WHAT YOU NEED TO DO:
Among the lines below, tally those that contain "compile" and respond with the total only.

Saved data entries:
________
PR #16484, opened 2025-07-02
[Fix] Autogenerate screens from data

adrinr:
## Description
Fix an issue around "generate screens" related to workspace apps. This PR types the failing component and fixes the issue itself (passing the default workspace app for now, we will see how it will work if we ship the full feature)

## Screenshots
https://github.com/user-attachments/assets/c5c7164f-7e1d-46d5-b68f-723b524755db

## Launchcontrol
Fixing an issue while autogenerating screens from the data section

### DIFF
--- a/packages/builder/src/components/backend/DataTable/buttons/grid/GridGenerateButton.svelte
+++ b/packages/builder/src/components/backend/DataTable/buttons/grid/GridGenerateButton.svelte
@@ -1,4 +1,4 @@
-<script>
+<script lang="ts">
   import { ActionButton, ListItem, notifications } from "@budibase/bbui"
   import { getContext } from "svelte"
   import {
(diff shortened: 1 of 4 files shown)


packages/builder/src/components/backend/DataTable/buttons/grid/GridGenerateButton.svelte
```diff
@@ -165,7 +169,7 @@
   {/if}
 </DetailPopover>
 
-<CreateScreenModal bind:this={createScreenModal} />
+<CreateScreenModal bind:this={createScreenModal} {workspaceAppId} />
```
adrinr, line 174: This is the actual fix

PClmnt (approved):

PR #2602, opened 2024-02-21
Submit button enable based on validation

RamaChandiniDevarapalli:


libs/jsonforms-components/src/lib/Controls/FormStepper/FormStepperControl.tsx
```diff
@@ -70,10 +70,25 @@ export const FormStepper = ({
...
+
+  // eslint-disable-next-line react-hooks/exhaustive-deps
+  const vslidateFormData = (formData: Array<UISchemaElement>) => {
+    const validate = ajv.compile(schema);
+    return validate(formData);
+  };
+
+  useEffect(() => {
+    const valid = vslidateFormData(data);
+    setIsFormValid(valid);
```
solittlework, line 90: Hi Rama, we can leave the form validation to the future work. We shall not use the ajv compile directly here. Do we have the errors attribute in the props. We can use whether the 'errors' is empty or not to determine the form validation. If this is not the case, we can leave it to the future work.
________
RESULT OF THIS TASK:
2